Step 1: Shift the graph to the left by subtracting the x-value of the line of reflection from the original equation.
- Since the line of reflection is x = 4, we need to subtract 4 from x.
- The equation becomes y = (x - 4)^3 - 4(x - 4)^2 + (x - 4) + 6.

Step 2: Adjust the stretching factor by multiplying the x-term by the reciprocal of the factor of stretching.
- The factor of stretching is 2, so we multiply the x-term (x - 4) by 1/2.
- The equation becomes y = (x - 4)^3 - 2(x - 4)^2 + (1/2)(x - 4) + 6.

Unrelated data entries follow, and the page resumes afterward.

PR #7811, opened 2021-11-01
Add unit test for kubelet_enable_iptables_util_chains

Vincent056:
The unit test was missing for `kubelet_enable_iptables_util_chains`, this PR adds the unit test for it.

### DIFF
--- a/applications/openshift/kubelet/kubelet_enable_iptables_util_chains/tests/enable_iptables_util_chains.fail.sh
+++ b/applications/openshift/kubelet/kubelet_enable_iptables_util_chains/tests/enable_iptables_util_chains.fail.sh
@@ -1,0 +1,10 @@
+#!/bin/bash
+# remediation = none
+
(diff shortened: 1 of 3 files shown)


applications/openshift/kubelet/kubelet_enable_iptables_util_chains/rule.yml
```diff
@@ -44,5 +44,5 @@ template:
         filepath: /etc/kubernetes/kubelet.conf
         yamlpath: ".makeIPTablesUtilChains"
         values:
-         - value: "true"
-           operation: "equals"
```
JAORMX, line 48: This changes the rule back to its non-working state.

JAORMX (changes requested):
Let's also add a test that checks that the key is there with the `false` key

JAORMX (approved):
Thanks for adding unit tests!

PR #7815, opened 2021-11-02
Introduce better jinja-based tables

matejak:
This PR adds Python code that generate tables from compiled rules, profiles and variables.
Following issues have been fixed:

- Ordering - table rows are ordered by references in the proper ascending order.
- Variable substitutions - profile-based tables got a working column where profile variable substitutions are shown. The information is extracted from rule description, so it's not 100% reliable.
- Speed - profile-based scripts (anssirefs) are much faster.

Following issues have appeared though:

- Surprisingly, new reference-based scripts are slower. It's probably cheaper to read the XCCDF, process it and dump the output to a table. Proposed solution - be able to generate all reference tables in one step. WDYT?
- The regex description of reference format is a pain to include in cmake files. WDYT of hadcoding the reference-ref regex relationship e.g. in `constants.py`?


products/rhel8/CMakeLists.txt
```diff
@@ -9,15 +9,29 @@ set(DISA_SRG_TYPE "os")
 ssg_build_product(${PRODUCT})
 
 ssg_build_html_table_by_ref(${PRODUCT} "nist")
+set(NIST_REF_FORMAT "'.*-(\\\\d+)(?:\\\\((\\\\d+)\\\\))?'")
+ssg_build_html_ref_table("new-table-${PRODUCT}-nist" "${PRODUCT}" "nist" "${NIST_REF_FORMAT}")
 ssg_build_html_table_by_ref(${PRODUCT} "cui")
+set(CUI_REF_FORMAT "'(\\\\d+)(?:\\\\.(\\\\w+)(?:\\\\.(\\\\w+)(?:\\\\.(\\\\w+))?)?)?'")
+ssg_build_html_ref_table("new-table-${PRODUCT}-cui" "${PRODUCT}" "cui" "${CUI_REF_FORMAT}")
 ssg_build_html_table_by_ref(${PRODUCT} "cis")
+set(CIS_REF_FORMAT "'(\\\\d+)\\\\.(\\\\d+)(?:\\\\.(\\\\w+)(?:\\\\.(\\\\w+)(?:\\\\.(\\\\w+))?)?)?'")
```
jan-cerny, line 18: I wonder what the regexes are good for. Are there any references that don't match the regex? In this specific example, I believe you want to use all of the `cis@rhel8` references. Maybe you don't need them at all?

cmake/SSGCommon.cmake
```diff
@@ -1257,6 +1257,57 @@ macro(ssg_build_html_nistrefs_table PRODUCT PROFILE)
         DESTINATION "${SSG_TABLE_INSTALL_DIR}")
 endmacro()
 
+
+macro(ssg_build_html_ref_table BASENAME PRODUCT REFERENCE REF_FORMAT)
+    add_custom_command(
+        OUTPUT "${CMAKE_BINARY_DIR}/tables/${BASENAME}.html"
+        COMMAND "${CMAKE_COMMAND}" -E make_directory "${CMAKE_BINARY_DIR}/tables"
+        COMMAND env "PYTHONPATH=$ENV{PYTHONPATH}" "${PYTHON_EXECUTABLE}" "${CMAKE_SOURCE_DIR}/utils/gen_reference_table.py" --build-dir "${CMAKE_BINARY_DIR}" --output "${CMAKE_BINARY_DIR}/tables/${BASENAME}.html" --ref-format "${REF_FORMAT}" "${PRODUCT}" "${REFERENCE}"
```
jan-cerny, line 1265: I would execute the script only once and generate them in a single step.

products/rhel8/CMakeLists.txt
matejak: The trick is that if I describe a reference using a regex with groups, those groups can be used when sorting them in a smart way.
But it looks terrible in the cmake config, and it also doesn't make sense to be repeated in all products.

jan-cerny: If I rephrase that, the purpose of these regular expressions is correct sorting of the items in the generated tables. Is that correct? And is there any other usage of these regular expressions?

matejak: It has also a priority purpose - if there are more reference strings in that reference category, ones that match the regex are listed first. One can observe this on ANSSI BP/NT references.

cmake/SSGCommon.cmake
matejak: That would mean introducing a `generate_references_tables ... <output filename template> <ref1> <ref2> <ref3> ...` script - I will check that out.

jan-cerny: That should be possible - you can get inspired in the PR https://github.com/ComplianceAsCode/content/blob/ef14ad67b67e58272889d410391f196a5f449842/cmake/SSGCommon.cmake#L196

matejak:
New tables need review, and if they pass, a new commit can nuke old tables, and substitute them with new ones where applicable.

jan-cerny:
It all looks great.

Make sure that the file names of the new tables are same as the names of the old table files to avoid problems with packaging, rpmdiff etc.

I noticed that the format of the NIST tables changed in build/tables/new-table-rhel8-cis.html. The change is up to the discussion.  The question is how people use this table. Neither the previous form nor the new form seems to be actually useful. In the old form, rules with multiple references repeated, in the new form, the references are grouped by rules. I would expect that the form of the table would follow the structure of the NIST controls document - ie. controls sorted the same way as in the document and for each control show all the relevant rules (that would mean to have some of the rules listed multiple times in the table). But that might be not worth the time needed to deleop it.

utils/gen_profile_table.py
```diff
@@ -0,0 +1,70 @@
...
+    def process_rules(self, reference):
+        super(HtmlOutput, self).process_rules(reference)
+
+        self.template_data["profile"] = self.profile
+
+
+def update_parser(parser):
+    parser.add_argument(
+        "profile", metavar="PROFILE_ID", help="The ID of the profile")
+
```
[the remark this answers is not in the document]
matejak: Do we need a wallet when we have only one banknote? That's the question!

matejak:
> Looks mostly good.
> 
> But I can see some weird output in table-rhel7-anssirefs.html. For example, "Ensure SELinux State is Enforcing" is listed there only once although it belongs into 2 requirements - R4 and R66. It's sorted by requriement, so if I scroll down around R66 I won't see "Ensure SELinux State is Enforcing" there so I can easily miss it.

This is actually a feature - a rule appears in the table only once, and references are aggregated in the row of the first occurrence. It is an improvement to the past state, when the order was not consistent, and one had to search for a requirement anyway. It is clear though that the UX can be improved in the future.

utils/gen_profile_table.py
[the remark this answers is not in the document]
jan-cerny: I don't understand

jan-cerny:
> This is actually a feature - a rule appears in the table only once, and references are aggregated in the row of the first occurrence. It is an improvement to the past state, when the order was not consistent, and one had to search for a requirement anyway. It is clear though that the UX can be improved in the future.

I have a hard time thinking about this as an feature as I don't see use case for this layout. I would think of it as an incovenience. However, I think it can be fixed in a next PR as the goal of us was to speed up the build and the previous organization was also bad.

jan-cerny (approved):

PR #7820, opened 2021-11-02
Improve ssgts gh action

ggbecker:
#### Description:

- Enable verbose option in CTF to improve debugging.
- Cache CTF output to be used by different jobs.
- Print common logs in case of failure.

#### Rationale:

Step 3: Simplify the equation if needed.
- Distribute the exponent of 3 to the (x - 4) term by cubing it.
- Distribute the exponent of 2 to the (x - 4) term by squaring it.
- Distribute the coefficient of 2 and 1/2 to their respective terms.
- The resulting equation is y = x^3 - 12x^2 + 48x - 64 - 2x^2 + 16x - 32 + (1/2)x - 2 + 6.
- Simplifying further, we have y = x^3 - 14x^2 + (105/2)x - 92.

Therefore, the resulting equation after stretching the graph horizontally by a factor of 2 about the line x = 4 is y = x^3 - 14x^2 + (105/2)x - 92.